» Exercise
Below are some records. Say how many of their lines contain the string "will", and give nothing but the number.
================================
PR #1529, opened 2018-10-31
virtio_console: Add new test case

vivianQizhu:
1. Boot guest with virtio-serial port and virtio-console
2. Login the guest via virtio-console
3. Transfer data via virtio-serial, during that logout and re-login

id: 1643845

### DIFF
--- a/qemu/tests/virtio_port_login_during_data_transfer.py
+++ b/qemu/tests/virtio_port_login_during_data_transfer.py
@@ -1,0 +1,100 @@
+import time
+import logging
+import threading
+import random
+from collections import deque
+
+from virttest import funcatexit
+from virttest import qemu_virtio_port
+from virttest.utils_virtio_port import VirtioPortTest
+
+from qemu.tests.virtio_port_login import ConsoleLoginTest
+
+EXIT_EVENT = threading.Event()
+
+
+def _set_exit_event():
+    """
+    Sets global EXIT_EVENT
+    :note: Used in cleanup by funcatexit
+    """
+    logging.info("Executing _set_exit_event()")
+    EXIT_EVENT.set()
+
+
+def run(test, params, env):
+    """
+    KVM virtio_console test
+
+    1. boot guest with virtio-serial port and virtio-console
+    2. login the guest via virtio-console
+    3. transfer data via virtio-serial, during data transfer logout and re-login
+
+    :param test: kvm test object
+    :param params: Dictionary with the test parameters
+    :param env: Dictionary with test environment
+    """
+
+    virtio_test = VirtioPortTest(test, env, params)
+    vm, guest_worker = virtio_test.get_vm_with_worker()
+    console = virtio_test.get_virtio_ports(vm)[0][0].name
+    serialports = virtio_test.get_virtio_ports(vm)[1]
+    send_port = serialports[0]
+    recv_port = serialports[1]
+    params["login_console"] = console
+    login_test = ConsoleLoginTest(test, env, params)
+    logging.info("Login guest via virtio console: %s" % console)
+    #Login guest via console
+    session = login_test.console_login(console)
+
+    # Transfer data via serial port
+    threads = []
+    queues = []
+    queues.append(deque())
+    blocklen = 1024
+    send_port.open()
+    recv_port.open()
+    global EXIT_EVENT
+    funcatexit.register(env, params.get('type'), _set_exit_event)
+    send_thread = qemu_virtio_port.ThSendCheck(send_port, EXIT_EVENT,
+                                               queues, blocklen)
+    send_thread.start()
+    threads.append(send_thread)
+    recv_thread = qemu_virtio_port.ThRecvCheck(recv_port, queues,
+                                               EXIT_EVENT, blocklen)
+    recv_thread.start()
+    threads.append(recv_thread)
+
+    # Logout and re-login the console session
+    def _close_session():
+        """Close session with random sleep before and after that"""
+        time.sleep(random.randrange(1, 20))
+        if session:
+            session.close()
+        time.sleep(random.randrange(1, 20))
+
+    _close_session()
+    session = login_test.console_login(console)
+    _close_session()
+
+    # Stop the data transfer threads
+    EXIT_EVENT.set()
+    funcatexit.unregister(env, params.get('type'), _set_exit_event)
+    err = ""
+    try:
+        for thread in threads:
+            thread.join(5)
+            if thread.ret_code:
+                err += "Error occurred in thread: %s; " % thread
+        if err:
+            test.fail(err)
+        # Handle exception when threads still not exit
+        for thread in threads:
+            if thread.isAlive():
+                logging.debug("Unable to destroy the thread %s", thread)
+                vm.destroy()
+                del threads[:]
+                test.error("Not all threads finished.")
+    finally:
+        virtio_test.cleanup(vm, guest_worker)
+        vm.verify_kernel_crash()
--- a/qemu/tests/cfg/virtio_console.cfg
+++ b/qemu/tests/cfg/virtio_console.cfg
@@ -176,6 +176,8 @@
         # Tests with different setting of the used medium
         - @unspecifiable:
             variants:
+                - login_during_data_transfer:
+                  type = virtio_port_login_during_data_transfer
                 - loopback:
                     virtio_console_test = loopback
                     variants:
--- a/qemu/tests/virtio_port_login.py
+++ b/qemu/tests/virtio_port_login.py
@@ -15,6 +15,8 @@ from virttest import error_context
 class ConsoleLoginTest(utils_virtio_port.VirtioPortTest):
 
     __sessions__ = []
+    T_SERIAL = "serial"
+    T_CONSOLE = "console"
 
     def __init__(self, test, env, params):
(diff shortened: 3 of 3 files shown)


vivianQizhu:
--testcase=virtio_console.spread_linear.unspecifiable.login_during_data_transfer --guestname=RHEL.7.6
```
(1/1) Host_RHEL.m7.u6.qcow2.virtio_scsi.up.virtio_net.Guest.RHEL.7.6.x86_64.my-provider.virtio_console.spread_linear.login_during_data_transfer: PASS (145.12 s)
```

qemu/tests/virtio_port_login_during_data_transfer.py
```diff
@@ -0,0 +1,100 @@
...
+    """
+
+    virtio_test = VirtioPortTest(test, env, params)
+    vm, guest_worker = virtio_test.get_vm_with_worker()
+    console = virtio_test.get_virtio_ports(vm)[0][0]
+    serialports = virtio_test.get_virtio_ports(vm)[1]
+    send_port = serialports[0]
+    recv_port = serialports[1]
+    params["login_console"] = console
+    login_test = ConsoleLoginTest(test, env, params)
```
yanan-fu: From my checking,  only method `console_login` in `ConsoleLoginTest` is used,  then why not use `vm.wait_for_serial_login` directly ?

qemu/tests/virtio_port_login_during_data_transfer.py
```diff
@@ -0,0 +1,100 @@
...
+    def _close_session():
+        """Close session with random sleep before and after that"""
+        time.sleep(random.randrange(1, 20))
+        if session:
+            session.close()
+        time.sleep(random.randrange(1, 20))
+
+    _close_session()
+    session = login_test.console_login(console)
+    _close_session()
```
yanan-fu: Just logout -> re-login --> log out,  Do we need any other action after re-login?   To check data transfer is normal after re-login.

qemu/tests/virtio_port_login_during_data_transfer.py
```diff
@@ -0,0 +1,100 @@
...
+    blocklen = 1024
+    send_port.open()
+    recv_port.open()
+    global EXIT_EVENT
+    funcatexit.register(env, params.get('type'), __set_exit_event)
+    thread = qemu_virtio_port.ThSendCheck(send_port, EXIT_EVENT,
+                                          queues, blocklen)
+    thread.start()
+    threads.append(thread)
+    thread = qemu_virtio_port.ThRecvCheck(recv_port, queues,
```
yanan-fu: Prefer to use different name for these two threads, send and recv.   It is up to you.

qemu/tests/virtio_port_login_during_data_transfer.py
```diff
@@ -0,0 +1,100 @@
...
+    :param params: Dictionary with the test parameters
+    :param env: Dictionary with test environment
+    """
+
+    virtio_test = VirtioPortTest(test, env, params)
+    vm, guest_worker = virtio_test.get_vm_with_worker()
+    console = virtio_test.get_virtio_ports(vm)[0][0]
+    serialports = virtio_test.get_virtio_ports(vm)[1]
+    send_port = serialports[0]
+    recv_port = serialports[1]
```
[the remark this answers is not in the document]
vivianQizhu: @yanan-fu It actually does not matter, the extra consoles could be dropped, but could be leave there either.

qemu/tests/virtio_port_login_during_data_transfer.py
vivianQizhu: @yanan-fu They are different, wait_for_serial_login utilize default serial device, currently is `isa-serial`(plan to change it to virtserialport later), but here console login utilize `virtconsole`, which follow our test case.

qemu/tests/virtio_port_login_during_data_transfer.py
vivianQizhu: @yanan-fu It could be, I will update it.

qemu/tests/virtio_port_login_during_data_transfer.py
vivianQizhu: @yanan-fu The case is to test transfer the data during this three action. The data transfer does not finish until L#82. As described in the comment:
```
 1. boot guest with virtio-serial port and virtio-console
  2. login the guest via virtio-console
  3. transfer data via virtio-serial, during data transfer logout and re-login
```
`ThSendCheck` and `ThRecvCheck` will check all the data transferred, no matter before or after the re-login, all the data transferred will be checked.

qemu/tests/virtio_port_login_during_data_transfer.py
yanan-fu: Not exactly for my understanding,  For `wait_for_serial_login`, you can use param `port` to control the login method, this is what `ConsoleLoginTest.console_login` do.

qemu/tests/virtio_port_login_during_data_transfer.py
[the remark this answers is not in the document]
yanan-fu: make sense, thanks !

qemu/tests/virtio_port_login_during_data_transfer.py
```diff
@@ -0,0 +1,100 @@
...
+    EXIT_EVENT.set()
+    funcatexit.unregister(env, params.get('type'), __set_exit_event)
+    err = ""
+    for thread in threads:
+        thread.join(5)
+        if thread.is_alive():
+            logging.debug("Unable to destroy the thread %s", thread)
+        if thread.ret_code:
+            err += "Error occurred in thread: %s; " % thread
+    guest_worker.safe_exit_loopback_threads([send_port], [recv_port])
```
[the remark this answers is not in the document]
vivianQizhu: @yanan-fu Not exactly, it kill all threads on the guest, but here we actually do not init any thread on the guest, so it does can be dropped. I will reorganize this part. Thanks.

vivianQizhu:
@yanan-fu Updated, thanks.
03:35:19 INFO | PASS 1-Host_RHEL.m7.u6.qcow2.virtio_scsi.up.virtio_net.Guest.RHEL.7.6.x86_64.io-github-autotest-qemu.virtio_console.spread_linear.login_during_data_transfer

qemu/tests/virtio_port_login_during_data_transfer.py
yanan-fu: @vivianQizhu  Miss this comment ?  or different opinion ?

vivianQizhu: @yanan-fu Oops, sorry I have missed it, you are right, let me update it.

vivianQizhu: @yanan-fu Checked the implementation of `wait_for_serial_login()` in `virt_vm.py`, the parameter `port(virtio)` is not used, so here I should use `login_test.serial_login()`, which act the way we expect. I will test if it works right before update.

yanan-fu: @vivianQizhu  bad, if so, the implementation of `ConsoleLoginTest.console_login` is totally wrong.
And if use `ConsoleLoginTest.serial_login`,  pass a console  port to serial_login ?  it is the expect way ?

qemu/tests/virtio_port_login_during_data_transfer.py
```diff
@@ -0,0 +1,98 @@
...
+            err += "Error occurred in thread: %s; " % thread
+    if err:
+        test.fail(err)
+    # Handle exception when threads still not exit
+    for thread in threads:
+        if thread.isAlive():
+            logging.debug("Unable to destroy the thread %s", thread)
+            vm.destroy()
+            del threads[:]
+            test.error("Not all threads finished.")
```
lolyu: If the case errors here, the last two lines won't be executed. Is it better to clean up ports under all circumstances?

qemu/tests/virtio_port_login_during_data_transfer.py
```diff
@@ -0,0 +1,98 @@
...
+from virttest import funcatexit
+from virttest import qemu_virtio_port
+from virttest.utils_virtio_port import VirtioPortTest
+
+from qemu.tests.virtio_port_login import ConsoleLoginTest
+
+EXIT_EVENT = threading.Event()
+
+
+def __set_exit_event():
```
lolyu: One underscore is enough in naming.

qemu/tests/virtio_port_login_during_data_transfer.py
vivianQizhu: @lolyu Yes, thanks for review, will update.

yanan-fu:
I don't link use `virtio_serial_login`  as a common login method, can be serial or console according to the type, while  `virtio_console_login` is for console only.  
It is confusing to understand from the function name.  how about use a new function, and both serial and console call it?

yanan-fu:
`61             self.test.error("Not virtio serial port '%s' found" % port)`    this line need be updated too, since it is not only serial port now.

vivianQizhu:
It is blocked by product bug: https://bugzilla.redhat.com/show_bug.cgi?id=1663382 Let's wait since not sure if the case still valid, it depends on the bz solution.

vivianQizhu:
No proper solution so far, close for now.

PR #1540, opened 2018-11-05
pci_devices: run "info qtree" after the guest boots up

rayx:
QEMU "info qtree" output depends on information generated by guest
firmware. One example is the bus number in PCI device address. QEMU
retrieves it from the PCI configuration space of the bridge which
creates the bus that a PCI device is attached to. So if test runs
"info qtree" before firmware finishes initializing pci devices, its
output can be incorrect.

The current code works around this timing issue by sleeping 5 seconds.
That is not reliable and doesn't work on my aarch64 system. So I'd
suggest to change the test to not start until it verifies the guest
has booted up. This will make the test execution time slightly longer
but is reliable.

### DIFF
--- a/qemu/tests/pci_devices.py
+++ b/qemu/tests/pci_devices.py
@@ -8,7 +8,6 @@ import logging
 import random
 import re
 import six
-import time
 
 from virttest import env_process
 from virttest import error_context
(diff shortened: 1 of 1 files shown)


vivianQizhu:
@ybduan Please help review, thanks.
@rayx Please fix the CI failure.

rayx:
I have updated the code to resolve CI failure.

ybduan:
LGTM
Acked-by: Yanbin Duan  yduan@redhat.com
================================
» Solution to the problem
6